··· Recorded data

PR #787, opened 2017-10-18
Linux/x86_64 syscalls

pekd:


projects/com.oracle.truffle.llvm.nodes/src/com/oracle/truffle/llvm/nodes/asm/syscall/LLVMAMD64SyscallNode.java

······

Requirement:
Copy the whole listing down exactly.

Reply to the task:
PR #787, opened 2017-10-18
Linux/x86_64 syscalls

pekd:


projects/com.oracle.truffle.llvm.nodes/src/com/oracle/truffle/llvm/nodes/asm/syscall/LLVMAMD64SyscallNode.java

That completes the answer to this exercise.